* [Exercise brief] Please output the section of the listing below that opens with the line containing "TLDR: I would" and closes with the line containing "The save button", exactly and with nothing else.

* [Task material]
↓↓↓

PR #155, opened 2024-05-19
Add active user balance and reimbursements

araffin:
This is a proof of concept to display an overview in the expense page for the active user.
I had to adapt the `Money` component to display in read "You owes B €5" (amount is positive but need to be shown in red).

I also updated `formatCurrency` to display euro and kr as suffix (10€ vs €10).

Since this is the first time I am writing in typescript/jsx, I would appreciate any feedback =)

Screenshots:
user_balance1
user_balance2

### DIFF
--- a/src/app/groups/[groupId]/expenses/active-user-balance.tsx
+++ b/src/app/groups/[groupId]/expenses/active-user-balance.tsx
@@ -1,7 +1,8 @@
 'use client'
 import { Money } from '@/components/money'
-import { getBalances } from '@/lib/balances'
+import { Reimbursement, getBalances } from '@/lib/balances'
 import { useActiveUser } from '@/lib/hooks'
+import { Participant } from '@prisma/client'
 
 type Props = {
   groupId: string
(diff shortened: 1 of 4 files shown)


src/app/groups/[groupId]/expenses/active-user-balance.tsx
```diff
@@ -41,3 +42,82 @@ export function ActiveUserBalance({ groupId, currency, expense }: Props) {
...
+  const userReimbursements = reimbursements
+    .filter((r) => r.from === activeUserId || r.to === activeUserId)
+    .map((r) => {
+      const from = getParticipant(r.from)
+      const to = getParticipant(r.to)
+      const amount = r.amount
+      if (r.from === activeUserId) {
+        return (
+          <div key={r.from + r.to} className="text-sm">
+            You owes {to.name}{' '}
```
Comment (dcbr) [inline src/app/groups/[groupId]/expenses/active-user-balance.tsx:96]:
```suggestion
            You owe {to.name}{' '}
```

dcbr (commented):
Apart from a small typo this looks fine I think. I'm only wondering why you would add this to the "Expenses" page and not to the "Balances" page? To me it seems it would fit much better there. And if it were to be added to the "Expenses" page, I would put it at the bottom, after the expenses list. Because right now it's a bit confusing that the first thing you see on the "Expenses" page is a balance overview instead of showing the (expected) overview of expenses.

araffin:
Thanks for the review =)

>  I'm only wondering why you would add this to the "Expenses" page and not to the "Balances" page? 

That's actually the main point of this PR to have a quick overview without having to do any additional click (I'm also thinking about adding the balance overview when showing the group list).

PR #158, opened 2024-05-29
Add support for group income (= negative expenses)

shynst:
A feature which I don't need very often, but dearly miss when I need it, is to **enter a group income**.

Imagine a flight you paid for your trip with Jane and Jack gets cancelled. You are receiving $90 refund from the booking agency on behalf of the group. How would you enter that?

- What I did was to enter 2 reimbursements with $30 each: "Jane --> yourself" and "Jack --> yourself". This is not only ugly and weird (calculate splits and record cash flows in the opposite direction) but also wrong: The total group balance is not reduced by $90 as ist should be.

- Another option would be to remove the original expense completely. But this is also wrong because it messes with the transaction history.

Adding a proper income is actually very simple. It's just an **expense with a negative amount**!

In this PR I am adding it as a hidden feature, because it might confuse people or someone might not like it. To enter an income just write a negative value into the amount field. The UI clearly reflects this by replacing "expense" with "income" and "paid" with "received":

Screenshot 2024-05-29 at 15 51 15

An Income in the expenses list has a negative value and the description starts with "Received by ...":

Screenshot 2024-05-29 at 15 50 50

All splits and balance calculations remain unaffected.

### DIFF
--- a/src/app/groups/[groupId]/expenses/expense-list.tsx
+++ b/src/app/groups/[groupId]/expenses/expense-list.tsx
@@ -136,8 +136,10 @@ export function ExpenseList({
                     {expense.title}
                   </div>
                   <div className="text-xs text-muted-foreground">
-                    Paid by{' '}
-                    <strong>{getParticipant(expense.paidById)?.name}</strong>{' '}
+                    {expense.amount > 0 ? 'Paid by ' : 'Received by '}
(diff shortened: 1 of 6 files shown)


scastiel:
Smart, thanks @shynst!

PR #161, opened 2024-05-30
add activity log to expense form

ChristopherJohnston:
Added a list of activity for the current expense in the edit expense form. This makes use of the recent merge of #141, which added a basic activity log.

I have chosen to create new ExpenseActivityList and ExpenseActivityItem components rather than re-use ActivityList and ActivityItem so they can be extended in future to include, for example, a summary of what exactly was changed in the update.

This PR closes #160.

### No Activity

image

### Activity List

image

PR #162, opened 2024-05-31
Add global groups feature flag for self-hosted instances

ChristopherJohnston:
For self-hosted instances - particularly those hosted on a private server - sometimes we want a group to be visible to all users regardless of whether or not they've been given the link or have the group in their recent list.

This PR adds a GLOBAL_GROUPS_ENABLE feature flag which, when true, allows for a group to be set as global in its settings page and displays a list of global groups in the groups page.

Includes changes from my previous PR #161 

### Groups Page
image

### Group Form
image


ChristopherJohnston:
will close this and bring it back in line with main branch

PR #163, opened 2024-05-31
Add pie chart of amounts by category

ChristopherJohnston:
Initial implementation of #82. Need to work on the formatting and styling, plus addition of date ranges but it's a good start.

image


ChristopherJohnston:
To be useful as a summary, I think this also needs the ability to filter by month, between a date range, since last reimbursement, etc.

Export to pdf would also be good

Maxco10:
Good idea.

PR #165, opened 2024-05-31
add expense comments

ChristopherJohnston:
Add, view and delete comments in each expense.

This is in draft because I think more can be done on the UI. For example, only showing the delete button when hovering, formatting of the add comment form etc. Functionally I think this works fine though.

### Empty Comments List and Form

image

### Comments List (With comments)

image

### DIFF
--- a/prisma/migrations/20240531162642_add_expense_comments/migration.sql
+++ b/prisma/migrations/20240531162642_add_expense_comments/migration.sql
@@ -1,0 +1,16 @@
+-- CreateTable
+CREATE TABLE "ExpenseComment" (
+    "id" TEXT NOT NULL,
+    "comment" TEXT NOT NULL,
+    "time" TIMESTAMP(3) NOT NULL DEFAULT CURRENT_TIMESTAMP,
+    "expenseId" TEXT,
+    "participantId" TEXT NOT NULL,
+
+    CONSTRAINT "ExpenseComment_pkey" PRIMARY KEY ("id")
+);
+
+-- AddForeignKey
+ALTER TABLE "ExpenseComment" ADD CONSTRAINT "ExpenseComment_expenseId_fkey" FOREIGN KEY ("expenseId") REFERENCES "Expense"("id") ON DELETE SET NULL ON UPDATE CASCADE;
+
+-- AddForeignKey
+ALTER TABLE "ExpenseComment" ADD CONSTRAINT "ExpenseComment_participantId_fkey" FOREIGN KEY ("participantId") REFERENCES "Participant"("id") ON DELETE CASCADE ON UPDATE CASCADE;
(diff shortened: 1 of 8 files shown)


ChristopherJohnston:
added ability to edit comment (click on comment, comment from displays the comment for updating)

image

dcbr:
I really like these additions to expenses, but I'm wondering how it is displayed on the expense page (together with e.g. the changes from #161)? Is it all positioned below the expense form and isn't that too crowded? Maybe it would be better to organize all this extra information using separate tabs (e.g. an "overview" tab showing the expense form, an "activity" tab showing the activity list, and a "comments" tab showing all comments)?

ChristopherJohnston:
Currently it's set underneath the expense form (below the save, delete, cancel buttons)

I did consider tabs/pages but decided against as the expense form itself is below a set of tabs for the group and I don't see there being more than a few comments per expense so it shouldn't be too over-bearing.

If it does get messy then it should be straightforward to revisit the placement.

scastiel:
Hey @ChristopherJohnston it seems that adding a comment if there is no current participant set. I guess a workaround could be to allow anonymous comments?

Also I'm not convinced by the placement of the form, below the buttons. I don't have an easy solution in mind. I wonder if comments couldn't be in a modal or a drawer for instance...

ChristopherJohnston:
> Hey @ChristopherJohnston it seems that adding a comment fails if there is no current participant set. I guess a workaround could be to allow anonymous comments?

Quick fix is to only show the form if an active user is selected (updated and committed). With this implementation it's difficult to allow anonymous due to the foreign key constraint on participantId.

> 
> Also I'm not convinced by the placement of the form, below the buttons. I don't have an easy solution in mind. I wonder if comments couldn't be in a modal or a drawer for instance...

A modal or drawer could work. I'd have to spend a bit more time looking into how to implement this.

ChristopherJohnston:
Added Modal for comment form:

image


image


image

sir-argupta:
Hi @ChristopherJohnston 
This just my suggestion, I think we bit need to work on appearance, like buttons need to change color on hover something like those things. anyways it's nice feature to have on.

ChristopherJohnston:
@scastiel this is ready to go unless you have further comments.

ChristopherJohnston:
@scastiel bump 😀

ChristopherJohnston:
@scastiel -> solved merge conflicts from 1.14.0 update

ChristopherJohnston:
There is one thing to fix now, which I'm struggling with. The previous version used next/navigation/redirect on server side to refresh the comments after the add/edit/delete action...these now use router.refresh() which doesn't seem to have the desired effect of refreshing the page and therefore the comments.

I have tried const [comments, setComments] = useState() and then calling a refreshComments function to setComments but this seems to cause the page to crash due to too many redraws.

currently stuck..

ChristopherJohnston:
the answer was staring in my face - the tRPC useQuery hook will trigger a refresh when the data is invalidated. so adding a comments.list.invalidate({expenseId}) call in each of the add/update/delete callbacks will cause the comments list to refresh.

tRPC is nice :)

ChristopherJohnston:
@scastiel - still eager for this to be merged...

PR #168, opened 2024-06-14
Do not remove just created Docker image

### LINKED ISSUE #151: Pull access denied for spliit2 when attempting to run in a container
Was following the instructions to run in a container and running `npm run start-container` results in the following error: 
```
Error response from daemon: pull access denied for spliit2, repository does not exist or may require 'docker login': denied: requested access to the resource is denied
```
What am I missing?

iqqmuT:
`docker image prune -f` command removes just created `spliit2` Docker image. We probably want to keep the image.

Fixes #151

### DIFF
--- a/scripts/build-image.sh
+++ b/scripts/build-image.sh
@@ -8,5 +8,3 @@ docker buildx build \
     -t ${SPLIIT_APP_NAME}:${SPLIIT_VERSION} \
     -t ${SPLIIT_APP_NAME}:latest \
     .
-
-docker image prune -f


justcallmelarry:
The command `docker image prune` only removes _dangling_ images, ie images that are not tagged.
The command is there to clean up previous builds of the image, as they are no longer tagged with the `latest` tag

While I disagree that removing this will fix #151, I also think that running prune every time is good practice, as it also removes any other dangling images (not only for spliit).

TLDR: I would be completely OK with this removal, but I doubt that it will solve the issues

Issue #132, opened 2024-03-27
Floppy disk icon in Save button


iqqmuT:
The save button in group settings page has a floppy disk icon. For better user experience for all generations, some other icon could be used or it could be even without any icon.

ChristopherJohnston:
Hi iqqmuT, feel free to submit a PR with what you think is more appropriate

pktiuk:
I disagree with these statements.
Floppy disc is currently associated with saving. Young people not aware of the source of this icon often call it a save icon.  
Just write `save icon` in google.

PR #169, opened 2024-06-16
Group form: floppy disk icon removed

iqqmuT:
* floppy disk is not a modern icon
* some users might associate floppy disk icon to saving data to a local device but here we are saving data in cloud
* no icon needed, coloring indicates it is the submit button
* if save button has an icon, then cancel button should have also for symmetry

Refers #132

### DIFF
--- a/src/components/group-form.tsx
+++ b/src/components/group-form.tsx
@@ -34,7 +34,7 @@ import {
 import { getGroup } from '@/lib/api'
 import { GroupFormValues, groupFormSchema } from '@/lib/schemas'
 import { zodResolver } from '@hookform/resolvers/zod'
-import { Save, Trash2 } from 'lucide-react'
+import { Trash2 } from 'lucide-react'
 import Link from 'next/link'
 import { useEffect, useState } from 'react'
 import { useFieldArray, useForm } from 'react-hook-form'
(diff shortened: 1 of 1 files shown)


dcbr:
I don't really agree with your first two points, see for example following discussions on this topic (from 13 years ago, yet "floppy disk" save icons are still in use even today!): https://stackoverflow.com/questions/1019573/save-icon-still-a-floppy-disk and https://ux.stackexchange.com/questions/3117/save-icon-is-the-floppy-disk-icon-dead.

> * no icon needed, coloring indicates it is the submit button

Fair enough

> * if save button has an icon, then cancel button should have also for symmetry

But I like this latter approach more personally.

aloxe:
> * floppy disk is not a modern icon

That's right, it was added in Unicode for version 6.0 in 2010. Along with the 📼 Videocassette, 📤 input and output trays, 📠 fax machine, 📟 Pager and 📯 postal horn. The postal horn is maybe the oldest unused device but the symbol is still used in some countries as a sign for post offices and postal services.

iqqmuT:
Thank you for your good points. Feel free to close this pull request. Perhaps the floppy disk icon can be re-evaluated in 10 years or so. 😊

pktiuk:
I also disagree with these statements.   
Floppy disc is currently associated with saving.    
Just write `save icon` in google.

Issue #18, opened 2024-01-03
REQUEST: Add Location of Transaction


LIRIKKER:
Would be good to see the location of the transaction as you click on the expense for further details on a map. This could be by adding the location in Realtime using the devices GPS, or adding the location afterwards by providing a location.

Big-Hammer:
This could be useful for me too - I'm often using this sort of app on the road.

PR #172, opened 2024-06-19
Store locations of expenses

Teilkasko:
Inspired by #18 I implemented a first iteration for storing locations of expenses. It adds a new card to the expense form where users can view, set, change and delete the location of where an expense was made. 

So far the only way to set/change a location is by determining the current position of the user (accessing `navigator.geolocation`). Upon the first time a user uses this feature they will have to confirm the browsers dialogue asking for permission to access their position.

Locations are stored in a separate table `Point`, which has a 1:1 relationship to `Expense`, this way it is ensured that a position always consists of both latitude and longitude (or otherwise it does not exist). Initially my plan was to use the [point datatype of Postgres](https://www.postgresql.org/docs/current/datatype-geometric.html#DATATYPE-GEOMETRIC-POINTS) for the storage, but unfortunately at this point [the Prisma ORM does not support the PG geometric data types](https://github.com/prisma/prisma/issues/1798) (and apparently will not any time soon).

### Set a location

https://github.com/spliit-app/spliit/assets/31203844/0bc9a03e-46be-428e-8a9e-c10cd760c941

### Update a location

https://github.com/spliit-app/spliit/assets/31203844/abf33ef8-0c63-4b6b-8922-135149e26eab

### Remove a location

https://github.com/spliit-app/spliit/assets/31203844/39f272ba-c612-4081-8058-814027a91965

### Error while determining location 

(e. g. the user denies the location permission request)

https://github.com/spliit-app/spliit/assets/31203844/9abded1e-48d3-4252-ba03-9a762a3bd5bb


dcbr:
Awesome feature, great job!
Extra suggestion: Could you maybe add a textfield (e.g. under the expense date) that allows you to freely describe a location without having to put a marker on a map? Then you could add a button right next to that textfield that links towards the Location card to further specify it/put an exact marker.

Teilkasko:
Thank you for the feedback! @dcbr 

> Could you maybe add a textfield (e.g. under the expense date) that allows you to freely describe a location without having to put a marker on a map? Then you could add a button right next to that textfield that links towards the Location card to further specify it/put an exact marker.

Intuitively it feels a bit like creating a redundancy, as such a free-text description/mentioning of a location can already be done as part of the existing input fields (title or notes). I find myself usually writing the name of a place, where an expense was made, into the title, i. e. "Dinner at 4 seasons". Also I can imagine that for users it might be a bit confusing to have two different points in the app page where to store location-related details (the input field in the top card and then further down the location card with the map view). From your perspective, what would be the benefit to add another input field to the already existing ones?

dcbr:
My idea was that this free text location description could be used in the expense overview list (which doesn't make sense for coordinates only). I quickly drew an example on the figure below (extracted from your video).
image
That's a bit cleaner than putting the location information in the title (or notes), in my opinion. It might also make location based filtering easier if that would be added in the future.
Regarding the UI inside the expense form, we might have to fine tune that a bit. But I guess if both the text input and map view are close together, it shouldn't be too confusing.
Now that I think about it, it might be possible to extract the city name automatically from the marker location? That would also "suit my needs", although others might want to specify alternative descriptions (including street names for example, or only the country), hence why I would make it free-text. Or maybe we could make this a group setting (e.g. show country only, country + city, city only, city + street)?

Petersmit27:
Personally, I like the idea as an option but I do doubt the utility of this feature. Sure, it's cool to see exactly where the expense was made, but it takes up quite a bit of space on the expense page. I'm quite hesitant in adding more and more things to a page that should be as easy and quick to read as possible.

I think it would be good if the location block was collapsible (collapsed by default), and that it remembers the (un)collapsed state between expenses. This way, people who don't use the feature are not bothered by it and people who do use it don't have to uncollapse a block every time.

I also like @dcbr's idea to build on top of this, automatically getting a location description in the expense list. That would make me use this location feature much quicker. With a setting in the group for an appropriate format (city trip, country trip, or cross-country) this could be a really smart/frictionless feature.

But these are just my thoughts, please let me know yours :)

↑↑↑

* [Task output]
TLDR: I would be completely OK with this removal, but I doubt that it will solve the issues

Issue #132, opened 2024-03-27
Floppy disk icon in Save button


iqqmuT:
The save button in group settings page has a floppy disk icon. For better user experience for all generations, some other icon could be used or it could be even without any icon.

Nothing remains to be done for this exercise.